> What you are asked to do
Which lines of the data contain the string "MCMChains"? Copy every one of them.

> Data provided
PR #660, opened 2019-01-26
VarInfo and type stability refactor 

mohamed82008:
This PR dissects the VarInfo and performance changes from #637.

The main change in this PR is that it defines 2 different subtypes of `AbstractVarInfo`:
1. `UntypedVarInfo`
2. `TypedVarInfo` 

The `UntypedVarInfo` is exactly the same as the current `VarInfo`. This `VarInfo` is important because it lets us figure out the types of the parameters by actually running the model once. When the types have been figured out, we can now reduce the `UntypedVarInfo` to a more performant `TypedVarInfo` with all the `eltype`s as tight as possible. The `TypedVarInfo` is designed around the `NamedTuple` construct in Julia, which lets us have a mapping from the parameters' `Symbol`s to their differently typed value vectors and other meta-information. So this lets us decouple the `eltypes` of different parameters which lowers the need for `Real` inside `TypedVarInfo`. However, there is one problem remaining. When using a Hamiltonian inference algorithm, the `eltype` of a sampler's parameter is not actually known in advance, since it depends on the function being differentiated by the autodiff package, which is part of the first parameter of `ForwardDiff.Dual` for example. Additionally, we should still be able to just run the model and have the parameter's `eltype` be `Float64`, not any autodiff type. This makes it difficult to just fix the concrete type of the instance of `TypedVarInfo` throughout the sampling process. The workaround used for this here is to create a new `VarInfo` instance using https://github.com/TuringLang/Turing.jl/blob/mt/type_stability2/src/core/ad.jl#L111, which replaces the `Float64` vectors of the `Sampler`'s parameters with similar vectors of the autodiff type before passing it to `model`. This is less than ideal but it lets us have concretely typed `TypedVarInfo` instances throughout. Note that to do this in a type stable way, the space of the `Sampler` was encoded in its type as a parameter.

These are the remaining tasks to do here:
- [x] Make `sampler.info` into a type stable struct, one for each inference algorithm
- [x] Make `sample.value` into 1 or more type stable fields
- [ ] Make sure tests pass
- [ ] Add tests for `TypedVarInfo`
- [ ] Add `_` before the names of functions in `VarReplay` which are only used internally
- [ ] Make sure all of the `_sample` functions are fully type stable (this is run in the second iteration onwards) except for the `Real` in model definitions discussed in #665


yebai:
> I will see if I can make this any faster.

Can you post some runtime numbers here?

mohamed82008:
I added a description of the main changes and design decisions made in this PR. Please give me your feedback on the concept. The code still needs a rebase so it is not clean.

src/core/ad.jl
```diff
@@ -95,28 +99,32 @@ using forwards-mode AD from ForwardDiff.jl.
...
 )
     # Record old parameters.
-    vals_old, logp_old = copy(vi.vals), copy(vi.logp)
+    vals_old, logp_old = copy(vi[sampler]), copy(vi.logp)
 
     # Define function to compute log joint.
     function f(θ)
-        vi[sampler] = θ
-        return -runmodel!(model, vi, sampler).logp
+        new_vi = NewVarInfo(vi, sampler, eltype(θ))
```
xukai92: Does `NewVarInfo` reallocate memory here or it just re-type things?

mohamed82008: It re-allocates. This is a performance issue which can be improved. I tried memoizing the output of `NewVarInfo` using `Memoize.jl` but it was slower because it introduced a type instability, and allocating is pretty fast. Perhaps the best option here would be to define the function `f` as a functor, and try to infer the AD type in advance, then allocate the AD vector as part of `vi`. This is a different surgical operation though so let's not do heart and brain surgery at the same time. I would be happy if we can just get this through without any repercussions elsewhere in the package, since I am touching quite a bit of Turing here. I am yet to add proper tests for `TypedVarInfo` to match those of `UntypedVarInfo` and compare the 2 together.

mohamed82008:
Currently, I am trying to "fix" the samplers and make their infos type stable. The following list shows the currently working inference algorithms on this simple program:
```julia
@model gdemo(x, y) = begin
	s ~ InverseGamma(2,3)
	m ~ Normal(0,sqrt(s))
	x ~ Normal(m, sqrt(s))
	y ~ Normal(m, sqrt(s))
end
```

- [x] IS `sample(gdemo(2.0, 1.5), IS(1000))`
- [x] MH `sample(gdemo(2.0, 1.5), MH(1000))`
- [x] HMC `sample(gdemo(2.0, 1.5), HMC(1000, 0.1, 5))`
- [x] SGHMC `sample(gdemo(2.0, 1.5), SGHMC(1000, 0.001, 0.1))`
- [x] SGLD `sample(gdemo(2.0, 1.5), SGLD(100, 0.01))`
- [x] HMCDA `sample(gdemo(2.0, 1.5), HMCDA(1000, 0.15, 0.65))`
- [x] NUTS `sample(gdemo(2.0, 1.5), HMCDA(1000, 0.65))`
- [x] Gibbs `sample(gdemo(2.0, 1.5), Gibbs(1000, MH(1, :s), SGLD(100, 0.01, :m)))`
- [ ] SMC
- [ ] IPMCMC
- [ ] PMMH
- [ ] PG

mohamed82008:
The following tests are failing for various reasons:

- [ ] compiler.jl / assume.jl
- [ ] compiler.jl / explicit_ret.jl
- [ ] compiler.jl / observe.jl
- [ ] compiler.jl / opt_param_of_dist.jl
- [ ] dynamichmc-support.jl / dynamic_hmc.jl
- [ ] gibbs.jl / gibbs_constructor.jl
- [ ] gibbs.jl / gibbs2.jl
- [ ] hmc.jl  / constrained_simplex.jl
- [ ] hmc.jl  / matrix_support.jl
- [ ] hmc.jl  / multivariate_support.jl
- [ ] hmc.jl  / hmcda_cons.jl
- [ ] io.jl / chain_utility.jl
- [ ] io.jl / save_resume_chain.jl
- [ ] ipmcmc.jl / ipmcmc.jl
- [ ] ipmcmc.jl / ipmcmc2.jl
- [ ] is.jl / importance_sampling.jl
- [ ] mh.jl / mh_cons.jl
- [ ] models.jl / single_dist_correctness.jl
- [ ] nuts.jl / nuts_cons.jl
- [ ] pmmh.jl / pmmh_cons.jl
- [ ] pmmh.jl / pmmh.jl
- [ ] resample.jl / particlecontainer.jl
- [ ] sghmc.jl / sghmc_cons.jl
- [ ] sgld.jl / sgld_cons.jl
- [ ] sgld.jl / sgld.jl
- [ ] trace.jl / trace.jl
- [ ] varinfo.jl / orders.jl
- [ ] varinfo.jl / test_varname.jl
- [ ] varinfo.jl / varinfo.jl
- [ ] vectorization.jl / vec_assume.jl
- [ ] vectorization.jl / vectorize_observe.jl
 
Wish me luck!

PR #671, opened 2019-01-31
Fix a warning message and provide a generic API for find_good_eps

xukai92:


src/inference/support/hmc_core.jl
```diff
@@ -251,12 +253,13 @@ function find_good_eps(model, spl::Sampler{T}, vi::VarInfo) where T
 
     # Heuristically find optimal ϵ
     while (iter_num <= 12)
```
trappmartin: Maybe we could make the 12 to be a keyword argument of find_good_eps?

src/inference/support/hmc_core.jl
```diff
@@ -221,28 +221,30 @@ function _hmc_step(θ::AbstractVector{<:Real},
...
 # Ref: https://github.com/stan-dev/stan/blob/develop/src/stan/mcmc/hmc/base_hmc.hpp
 function find_good_eps(model, spl::Sampler{T}, vi::VarInfo) where T
-    logpdf_func_float = gen_lj_func(vi, spl, model)
+    lj_func = gen_lj_func(vi, spl, model)
     momentum_sampler = gen_momentum_sampler(vi, spl)
+    grad_func = gen_grad_func(vi, spl, model)
     H_func = gen_H_func()
+    θ = vi[spl]
+    ϵ = _find_good_eps(θ, lj_func, grad_func, H_func, momentum_sampler)
+    @info "\r[$T] found initial ϵ: $ϵ"
```
trappmartin: Maybe move this to line: 283?

src/inference/support/hmc_core.jl
xukai92: Sure.

src/inference/support/hmc_core.jl
xukai92: In fact, I did this initially. But later moved it for two reasons: 1) `T` is not defined for `_find_good_eps`; 2) maybe it's better to keep functions starting with `_` not printing any information.

mohamed82008:
This needs a rebase.

PR #672, opened 2019-02-03
Fix Julia version in AppVeyor to 1.0

mohamed82008:


mohamed82008:
I will merge this for now. When Libtask is ready, we can revert this PR.

Issue #687, opened 2019-02-19
`gradient` interface inconsistent!


trappmartin:
I just came across the following breaking bug in the code base.

We currently return different results depending on the AD backend used. In particular, using a forward mode AD results in the the log joint and the gradient of the negative log joint, see:
https://github.com/TuringLang/Turing.jl/blob/0a95e366543d441d2f2449b8fac5de58656a3102/src/core/ad.jl#L106-L116
while using a reverse mode AD results in the *negative* log joint and the gradient of the negative log joint, see:
https://github.com/TuringLang/Turing.jl/blob/0a95e366543d441d2f2449b8fac5de58656a3102/src/core/ad.jl#L147-L154

To ensure correctness, @willtebbutt proposed the following steps:

- [ ] agree to compute `logp`,  _not_ `-logp` and
- [ ] rename `gradient` -> `gradient_logp`, `gradient_forward`->`gradient_logp_forward`, and `gradient_reverse`->`gradient_logp_reverse` to remove ambiguities
- [ ] add tests based on our (growing) suite of toy models that verify that `logp` and its gradient (as estimate by finite differencing or something) is correct.

I propose we should also:

- [ ] provide tests that verify gradient computations with any AD backend provide the same output
- [ ] add doc string that clearly states what the `gradient_logp` function returns, i.e. `logp` and `gradient_logp`

cc: @xukai92, @yebai

xukai92:
Thanks for catching this. Just for a side note: Turing's HMC sampler is not affected by this bug because we are not using the return log-joint from `gradient` function. But our DynamicHMC wrap probably does suffer from it (https://github.com/TuringLang/Turing.jl/blob/master/src/inference/dynamichmc.jl#L62).

PR #688, opened 2019-02-19
Fix gradient_forward and add tests

mohamed82008:
This is a temporary hot fix for the main problem raised in #687. The other changes proposed require changes in more places in Turing, so another PR would be required.


willtebbutt:
This looks good to me.

mohamed82008:
No worries. Tests pass locally, but let's see Travis and AppVeyor.

PR #641, opened 2019-01-06
[WIP] Update HMC adaptation interface, remove spl.info, and more tests

xukai92:
TODOs
- [x] Log statistics during adaptation
  - E.g. step size, accept rate, etc
- [x] Run MH as a baseline for sanity check on ESS
- [x] Adaptation interface
- [x] Write scripts to test each of below
  - HMC + DA
  - HMC + PD
  - HMC + DA + PD
  - NUTS + DA + PD
- Test cases:
  - [x] gdemo
  - ~~m12.6~~
  - [x] m12.2
  - ~~LDA~~

Issue #406, opened 2017-12-08
The weight filed of `Chain` is buggy


xukai92:
See discussion in #405

xukai92:
NOTE:

In `io.jl`

```julia
function Base.getindex(c::Chain, v::Symbol)
  # This strange implementation is mostly to keep backward compatability.
  #  Needs some refactoring a better format for storing results is available.
  if v == :logevidence
    log(c.weight)
  elseif v==:samples
    c.value2
  elseif v==:logweights
    c[:lp]
  else
    map((s)->Base.getindex(s, v), c.value2)
  end
end
```

xukai92:
To summarize the discussion in #405,

For `Chain`, we store original `Sample` in `Chain.vals2` so we can get all the weights by `weights = [results.value2[i].weight for i in range(1, length(results))]`.

However in current `bnp-project` branch, I guess due to the limitation of `Chain` that it cannot store varying dimensional variables, the `Vector{Sample}` is directly returned. So `weights = [results[i].weight for i in range(1, length(results))]` is needed to extract weights.

@emilemathieu does it sound correct to you?

xukai92:
Forget to @ae-foster

emilemathieu:
@xukai92 I believe the issue is mostly that the unbiased estimator in importance sampling or SMC is the __weighted__ sum over samples. Therefore, either a resampling step is needed at the end so that the weights are equals (thus useless) or a simple access to the weights is needed.

xukai92:
Yes, I understand this. I'm talking about how to give a simple & consistent access to the weights. There is such an interface but it seems not consistent for `Chain` type, which is returned after inference in the master, and `Vector{Sample}` type, which is used in the bnp branch (?).

yebai:
This should be fixed by #793.

PR #695, opened 2019-02-24
[Do not merge] MCMCChain → MCMChains Changeover

cpfiffer:
The MCMCChain package is changing its name to MCMCChains (note the "s" at then end). Currently, the package is not registered, but there is a [pull request](https://github.com/JuliaLang/METADATA.jl/pull/21638) open to do so. 

I will remove the draft status from this PR when 

1. The MCMCChains package is actually registered; and
2. We unify whether we actually store the log evidence in the `Chains.logevidence` field. Currently, some samplers store `exp.(logevidence)`, which seems strange to me at the moment. The importance sampling tests are currently failing (on purpose) until we pick some convention there. **EDIT** By convention, actual log evidence should be stored in the `logevidence` field. I believe I have updated the samplers that store this information.

**EDIT** MCMChains is registered on METADATA and the log evidence issue has been addressed, this should be ready for review.

In addition to changing the `using` statements everywhere, this pull request also slightly adapts Turing's internals to suit the MCMCChains API. 

Turing currently uses a `Turing.Chain` object, with the following definition:

```julia
struct Chain{R<:AbstractRange{Int}} <: AbstractChains
    weight  ::  Float64                 # log model evidence
    value   ::  Array{Union{Missing, Float64}, 3}
    range   ::  R # TODO: Perhaps change to UnitRange?
    names   ::  Vector{String}
    chains  ::  Vector{Int}
    info    ::  Dict{Symbol,Any}
end
```

This struct has been removed in this PR and replaced with the MCMCChains native version, `Chains`. `Chains` objects have the following fields:

```julia
struct Chains{A, T} <: AbstractChains
    value::AxisArray{Union{Missing,A},3}
    logevidence::T
    name_map::Dict{Any, Vector}
    info::Dict{Symbol, Any}
end
```

The `range` field can be retrieved with `range(chain)`, `names` can be retrieved with `names(chain)`, and the `weight` field has been renamed to `logevidence`.

Important changes:
* When using `save!` on a chain, the sample array is stuck inside the `chain.info[:samples]` field. This is not a long term solution, and I would still like to add functionality to recreate sample from the `chain.value` field. I believe this would require storing particle weights in the `value` field, but I haven't looked into it too much at the moment.
* Any variable with a name found in `"elapsed", "epsilon", "eval_num", "lf_eps", "lf_num", "lp"` will be moved into a separate section (called `:internals`) in the `Chains` object by default. This won't impact anything Turing side, but it will make the `describe`, `plot`, and other diagnostic functions output significantly more readable by automatically hiding `:internal` variables unless the user specifically asks to see them.
* Previously, Turing had it's own function defined with the signature `getindex(c::Chain, s::Symbol)`, which had some behavior specific to our `Chain` objects. I have ported the bulk of this functionality over to `MCMCChains`, but the ability to call `chain[:logevidence]` (which used to return `log(chain.weight)`) and `chain[logweights]` (which used to return `chain[:lp]`) is now gone.

Other than that, most of the changes have happened over at [MCMCChains](https://github.com/TuringLang/MCMCChains.jl). A good summary of the changes can be found [here](https://github.com/TuringLang/MCMCChains.jl/pull/33).


mohamed82008:
This change will conflict with #660 mainly because of the following 2 fields:
```julia
name_map::Dict{Any, Vector}
info::Dict{Symbol, Any}
```
I recommend changing these types to type parameters and assuming they can be a `NamedTuple` or a struct. I haven't read MCMCChains.jl and I am not sure if this will play well with other packages like Mamba and CmdStan or not. Do you think this is easily doable?

goedman:
For CmdStan I would follow the change to using NamedTuples. This will only affect StanMCMCChain and I'll combine it with the renaming to StanMCMCChains. At some point I do plan to make MCMCChains 'standard' in CmdStan as well.

The same is true for how I plan to use [DynamicHMC and MCMCChains](https://statisticalrethinkingjulia.github.io/DynamicHMCModels.jl/latest/05/m5.1d1/) in DynamicHMCModels.jl.

I haven't looked too much at what would be required for MambaModels but once MCMCChains is registered I will set up some of the advanced models in Mamba and then we can maybe go back to the Mamba folks?

cpfiffer:
How does the following definition sound:

```julia
struct Chains{A, T, K<:NamedTuple, L<:NamedTuple} <: AbstractChains
    value::AxisArray{Union{Missing,A},3}
    logevidence::T
    name_map::K
    info::L
end
```

This way, pretty much everything is immutable, except for the `value` field which can be indexed directly. I've got this working on a test branch on MCMCChains without too much change. It should even tidy some things up on the Turing side.

cpfiffer:
This is ready for a formal review, anyone have any comments on this before it is merged over?

src/utilities/io.jl
```diff
@@ -175,81 +137,35 @@ function flatten(names, value :: Array{Float64}, k :: String, v)
...
-        info = merge(info, c.info)
-    end
-
-    chn = Chain(weight,
-                value,
-                range,
-                names,
-                chains,
-                info)
+function Base.vcat(c1::Chains, args::Chains...)
```
trappmartin: This should have not been changed back to the old version which is brocken. Seem like you are accidentally overwriting master with an old version here..

yebai:
> When using save! on a chain, the sample array is stuck inside the chain.info[:samples] field. This is not a long term solution, and I would still like to add functionality to recreate sample from the chain.value field. I believe this would require storing particle weights in the value field, but I haven't looked into it too much at the moment.

Thanks, @cpfiffer - Excellent work. I agree that a long term solution should probably try to recreate `sample` from `Chain.value`. But this is ok for now.

src/utilities/io.jl
cpfiffer: Good catch, thank you! Updated.

yebai:
> Thanks, @cpfiffer - Excellent work. I agree that a long term solution should probably try to recreate sample from Chain.value. But this is ok for now. A related issue: #406

A quick thought, can we store `weights` as an internal parameter, in a way similar to `_internal_vars`?

cpfiffer:
> A quick thought, can we store `weights` as an internal parameter, in a way similar to `_internal_vars`?

Yeah, no problem at all with that. I can work on that after this PR goes through, if you like. Then we can clean up the `info[:samples]` field.

yebai:
Let's see whether @xukai92 has any comments before merging.

xukai92:
Looks nice to me. Is prefixing with `_` implemented though? I believe it's only in my WIP PR(https://github.com/TuringLang/Turing.jl/pull/641).

@yebai Actually I don't know what to do with #641 ATM. It contains some useful code for new interface to set-up adaptation methods as well as passing and prefixing internal stats with `_`. Otherwise codes for fixing adaptation (as you know) are experimental.

cpfiffer:
For the moment, the underscore functionality hasn't been integrated, though it's on the list for now. We can just add whatever your internal parameters to the `_internal_vars` vector.

yebai:
@cpfiffer  Appveyor X86 tests are broken - it seems the tests are taking substantial more time than X64 tests and may exceed Appveyor time constraints.

src/inference/pgibbs.jl
```diff
@@ -128,24 +128,24 @@ function sample(  model::Model,
 
     loge = exp.(mean(spl.info[:logevidence]))
```
trappmartin: Remove `exp`

src/inference/pgibbs.jl
```diff
@@ -128,24 +128,24 @@ function sample(  model::Model,
...
     if resume_from != nothing   # concat samples
-        pushfirst!(samples, resume_from.value2...)
-        pre_loge = resume_from.weight
+        pushfirst!(samples, resume_from.info[:samples]...)
+        pre_loge = resume_from.logevidence
         # Calculate new log-evidence
-        pre_n = length(resume_from.value2)
+        pre_n = length(resume_from.info[:samples])
         loge = exp.((log(pre_loge) * pre_n + log(loge) * n) / (pre_n + n))
```
trappmartin: Remove `exp`

src/inference/pmmh.jl
```diff
@@ -170,12 +170,12 @@ function sample(  model::Model,
     println("  Accept rate         = $accept_rate;")
 
     if resume_from != nothing   # concat samples
-      pushfirst!(samples, resume_from.value2...)
+      pushfirst!(samples, resume_from.info[:samples]...)
     end
     c = Chain(0.0, samples)       # wrap the result by Chain
```
trappmartin: Change to `-Inf`?

test/io.jl/save_resume_chain.jl
```diff
@@ -19,33 +19,39 @@ alg3 = Gibbs(500, PG(30, 10, :s), HMCDA(1, 500, 0.65, 0.05, :m))
 end
 
 chn1 = sample(gdemo([1.5, 2.0]), alg1; save_state=true)
-
 check_numerical(chn1, [:s, :m], [49/24, 7/6])
 
-chn1_resumed = resume(chn1, 1000)
+# Test chains read/write.
+write("chn.jlds", chn1)
```
trappmartin: Maybe we should move this IO test to `MCMCChains?`

test/io.jl/save_resume_chain.jl
```diff
@@ -19,33 +19,39 @@ alg3 = Gibbs(500, PG(30, 10, :s), HMCDA(1, 500, 0.65, 0.05, :m))
...
-
 check_numerical(chn1_contd2, [:s, :m], [49/24, 7/6])
 
 chn2 = sample(gdemo([1.5, 2.0]), alg2; save_state=true)
-
 check_numerical(chn2, [:s, :m], [49/24, 7/6])
 
-chn2_contd = sample(gdemo([1.5, 2.0]), alg2; resume_from=chn2)
+# Test chains read/write.
+write("chn.jlds", chn2)
```
trappmartin: Same here.

test/io.jl/save_resume_chain.jl
```diff
@@ -19,33 +19,39 @@ alg3 = Gibbs(500, PG(30, 10, :s), HMCDA(1, 500, 0.65, 0.05, :m))
...
+chn2_contd = sample(gdemo([1.5, 2.0]), alg2; resume_from=chn2)
 check_numerical(chn2_contd, [:s, :m], [49/24, 7/6])
 
 chn3 = sample(gdemo([1.5, 2.0]), alg3; save_state=true)
-
 check_numerical(chn3, [:s, :m], [49/24, 7/6])
 
-chn3_contd = sample(gdemo([1.5, 2.0]), alg3; resume_from=chn3)
+# Test chains read/write.
+write("chn.jlds", chn3)
```
trappmartin: And here.

test/io.jl/save_resume_chain.jl
cpfiffer: Works for me, I'll pull it out.

src/inference/pmmh.jl
cpfiffer: I'm assuming here you mean change

```julia
c = Chain(0.0, samples)
```

to

```julia
c = Chain(-Inf, samples)
```

I pushed a commit to that effect, but I just want to make sure that was correct.

trappmartin: Yes, but honestly I'm not sure what the default value should be. `-Inf` would be consistent with the old behaviour, i.e. `log(0.0)`.

cpfiffer:
I'm not sure what's going on with the AppVeyor tests. There's three tests in the queue ahead of the most recent commit, so I'll try to root around after it's done.

yebai:
> I'm not sure what's going on with the AppVeyor tests. There's three tests in the queue ahead of the most recent commit, so I'll try to root around after it's done.

This seems fixed by the most recent commit.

> Answer to the problem
[Do not merge] MCMCChain → MCMChains Changeover
**EDIT** MCMChains is registered on METADATA and the log evidence issue has been addressed, this should be ready for review.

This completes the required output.